Other statistics gathered during simulation can be found in Figure 4 where the utilization of host DSP ALUs is shown. We can see that the .D unit, used for load-store operations, has significantly reduced utilization. Similarly the .S unit used for integer computation and control register file accesses is reduced dramatically as well. Finally, the .M unit used for multiplication drops to zero, as would be expected when all dot product computation is offloaded to the FPGA. While these results are as to be expected, it is interesting to note that in the presence of FPGA compute elements, it may be beneficial to utilize function unit gating in certain host DSP architectures, or to perhaps overlap computation amongst both the FPGA and DSP. Other statistics gathered and reported at simulation time, but not visualized in this paper for sake of brevity, are: bus utilization, arbitration policy and contention statistics, DMA engine utilization and activity, FPGA activity as well as compute latencies and dynamic data transfer latencies, instruction and data level parallelism tradeoffs in the input appliction, host processor dynamic ISA utilization and dynamic runtime profiling of the input application.

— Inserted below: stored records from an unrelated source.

PR #1296, opened 2019-12-31
Common dylan test suite fixes

### LINKED ISSUE #1295: Make test suites pass
I think it's important to have all the test suites passing (i.e., green), even if it means marking some of the long term problems as expected to fail.  Running the test suites (e.g., make check) and being faced with 500 failures and 30 crashes makes it extremely difficult to know whether one's changes had any effect. I want to be able to run the tests and know that if they're GREEN then I didn't break any of them.

This bug serves as a place to link commits that move toward this goal.

cgay:
#1295

### DIFF
--- a/sources/common-dylan/byte-vector.dylan
+++ b/sources/common-dylan/byte-vector.dylan
@@ -20,10 +20,13 @@ define function byte-vector-ref
 end function byte-vector-ref;
 
 define function byte-vector-ref-setter
-    (value, byte-vector :: <byte-vector>, index :: <integer>)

All of these statistics are modelled at the granularity of clock cycles and reported to the user.
V. CONCLUSIONS
This paper presents extensions to the Spinach simulation environment for modelling heterogeneous DSP/FPGA based reconfigurable embedded architectures. Specifically, support for bit true, cycle accurate DSP cores, fine grained and coarse grained FPGA based compute elements is presented. As an illustrative case study, the toolset is used to investigate the benefits of computational offloading various matrix multiplication kernels in heterogeneous DSP/FPGA based system on a chip architectures. In doing this, performance gains of approximately 90% are shown to be achieved using both coarse grained FPGA compute engines in tandem with modern DSP cores. Additionally, insights into total system on a chip performance are presented that are only apparent when modelling no only computational elements in the system, but overall chip interconnect and memory system.